# GIVEN RECORDS
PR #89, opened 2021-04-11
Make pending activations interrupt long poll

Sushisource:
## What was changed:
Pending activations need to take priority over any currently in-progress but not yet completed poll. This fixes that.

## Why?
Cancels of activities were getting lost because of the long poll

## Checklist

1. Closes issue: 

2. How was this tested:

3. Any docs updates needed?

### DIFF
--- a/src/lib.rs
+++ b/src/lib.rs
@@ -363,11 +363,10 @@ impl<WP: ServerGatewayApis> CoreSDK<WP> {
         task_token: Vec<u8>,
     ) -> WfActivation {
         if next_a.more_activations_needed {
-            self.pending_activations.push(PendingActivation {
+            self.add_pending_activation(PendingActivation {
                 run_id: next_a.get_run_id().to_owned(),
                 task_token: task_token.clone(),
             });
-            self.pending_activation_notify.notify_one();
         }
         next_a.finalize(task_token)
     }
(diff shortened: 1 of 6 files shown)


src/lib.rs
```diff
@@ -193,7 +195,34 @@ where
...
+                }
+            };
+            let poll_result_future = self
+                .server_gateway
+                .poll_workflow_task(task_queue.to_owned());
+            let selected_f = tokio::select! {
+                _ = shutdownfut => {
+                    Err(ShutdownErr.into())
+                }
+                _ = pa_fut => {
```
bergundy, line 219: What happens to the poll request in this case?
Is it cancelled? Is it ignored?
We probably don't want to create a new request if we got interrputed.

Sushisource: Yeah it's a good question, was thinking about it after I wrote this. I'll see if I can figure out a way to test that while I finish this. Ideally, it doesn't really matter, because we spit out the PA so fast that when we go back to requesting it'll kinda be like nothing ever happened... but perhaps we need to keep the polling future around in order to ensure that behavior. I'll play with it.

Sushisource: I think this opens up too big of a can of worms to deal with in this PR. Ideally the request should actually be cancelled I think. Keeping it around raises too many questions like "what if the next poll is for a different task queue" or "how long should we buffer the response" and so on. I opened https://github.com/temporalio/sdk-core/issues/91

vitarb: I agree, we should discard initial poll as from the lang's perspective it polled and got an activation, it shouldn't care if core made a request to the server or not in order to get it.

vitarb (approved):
...
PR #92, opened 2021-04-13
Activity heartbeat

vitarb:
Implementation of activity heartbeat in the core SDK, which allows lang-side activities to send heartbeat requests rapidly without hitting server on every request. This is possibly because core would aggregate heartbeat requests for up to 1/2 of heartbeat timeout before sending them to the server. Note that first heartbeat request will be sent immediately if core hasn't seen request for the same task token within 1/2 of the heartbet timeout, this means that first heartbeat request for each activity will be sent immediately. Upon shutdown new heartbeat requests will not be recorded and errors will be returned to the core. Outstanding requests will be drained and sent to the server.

# WHAT YOU HAVE TO DO
Give only the lines from the one holding "PR #89, opened 2021-04-11" through the one holding "Cancels of activities", each restated exactly as it appears above.

# FINISHED EXERCISE
PR #89, opened 2021-04-11
Make pending activations interrupt long poll

Sushisource:
## What was changed:
Pending activations need to take priority over any currently in-progress but not yet completed poll. This fixes that.

## Why?
Cancels of activities were getting lost because of the long poll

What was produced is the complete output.